If SimpleAI's in-product reporting does not fit your team's workflow, a shared channel in Slack or Teams dedicated to playbook issues is the minimum acceptable alternative. Anything less, and the permissions model will produce a bottleneck rather than a governance improvement.
Where this fits with governance
Permissions are one of four parts of playbook governance. The other three are ownership (who is accountable for each playbook), review cadence (how often each playbook is reviewed against real deals), and change control (the process an Admin follows before an edit goes live).
This chapter covers the mechanics of access. The Playbook Governance chapter covers the rest, including the RACI for playbook ownership, quarterly review cycles, versioning, and how to handle a playbook whose accuracy has degraded over time.
Permissions without governance is just a lock. Governance without permissions is a plan nobody can enforce. You need both.
Common mistakes
Three patterns show up repeatedly on teams that are new to playbook permissions.
Giving everyone Admin to avoid blocking them. This is the default state in most pilots and it should not survive into production.
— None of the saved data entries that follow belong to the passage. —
PR #1157, opened 2019-09-17
Reimplementation of Static Registers

shopmike:
~~This takes the approach of freezing registers prior to starting the rendering process. What this allows is that registers can be modified in the context right up until the render method.~~

~~It then freezes these values right before it starts processing the template, so that any further changes to registers past this point operate in their own scope.~~

~~This allows the original registers to be passed to subcontexts without being polluted or modified by the template, filters or any other render time object.~~

This provides a new way to assign static registers. You can pass a StaticRegisters class into registers and this will instead only copy the registers that were defined when the static register was made in to subcontexts.

@Thibaut @samdoiron how does this look as a possible solution?

@Shopify/guardians-of-the-liquid

### DIFF
--- a/lib/liquid/static_registers.rb
+++ b/lib/liquid/static_registers.rb
@@ -22,11 +22,11 @@ module Liquid
     end
 
     def fetch(key, default = nil)
-      self[key] || default
+      key?(key) ? self[key] : default
     end
 
     def key?(key)
-      self[key] != nil
+      @registers.key?(key) || @static_registers.key?(key)
     end
 
     def static
--- a/lib/liquid/static_registers.rb
+++ b/lib/liquid/static_registers.rb
@@ -1,7 +1,7 @@
 module Liquid
   class StaticRegisters
     def initialize(registers = {})
-      @static_registers = registers.is_a?(StaticRegisters) ? registers.static : registers
+      @static_registers = registers.is_a?(StaticRegisters) ? registers.static : registers.freeze
       @registers = {}
     end
 
--- a/lib/liquid/static_registers.rb
+++ b/lib/liquid/static_registers.rb
@@ -1,7 +1,7 @@
 module Liquid
-  class FrozenRegister
+  class StaticRegisters
     def initialize(registers = {})
-      @frozen_registers = registers.is_a?(FrozenRegister) ? registers.frozen : registers
+      @static_registers = registers.is_a?(StaticRegisters) ? registers.static : registers
       @registers = {}
     end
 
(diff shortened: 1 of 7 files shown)


lib/liquid/static_registers.rb
```diff
@@ -0,0 +1,36 @@
+module Liquid
+  class StaticRegisters
```
Thibaut: We might want to implement `each` and include `Enumerable` to make this more like a hash, although iterating over registers is an anti-pattern so I'm OK not doing it.

lib/liquid/static_registers.rb
```diff
@@ -0,0 +1,36 @@
...
+        @static_registers[key]
+      end
+    end
+
+    def delete(key)
+      @registers.delete(key)
+    end
+
+    def fetch(key, default = nil)
+      self[key] || default
```
Thibaut: I think the proper implementation is `key?(key) ? self[key] : default` otherwise we could return `default` when `self[key]` has been assigned `nil` or `false`.

lib/liquid/static_registers.rb
```diff
@@ -0,0 +1,36 @@
...
+    end
+
+    def key?(key)
+      self[key] != nil
```
Thibaut: That's incorrect since the key could have been assigned `nil` (in which case `key?` should return true). 

```ruby
@registers.key?(key) || @static_registers.key?(key)
```

samdoiron:
My worry with this method is that it would still be easily to accidentally modify the internal state of registers from within an isolated sub context which could lead to state leaks.

Is it impossible work around this in client code? Or is this just a nice-to-have?

Thibaut:
> My worry with this method is that it would still be easily to accidentally modify the internal state of registers from within an isolated sub context which could lead to state leaks.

If Reviewers are getting blocked, the fix is a better reporting channel, not broader edit rights.
Keeping Admin rights on retired owners. When someone leaves the team or rotates off a playbook, revoke their Admin access. Former owners editing a playbook they no longer understand is a common source of rule drift.
Treating reported issues as tickets rather than signals. Reports are not problems to be closed. They are evidence about where the playbook is wrong. A team that triages reports weekly, decides which ones reflect drift versus which ones reflect real negotiation changes, and updates the playbook accordingly, will have a playbook that gets better over time. A team that just marks reports as resolved will not.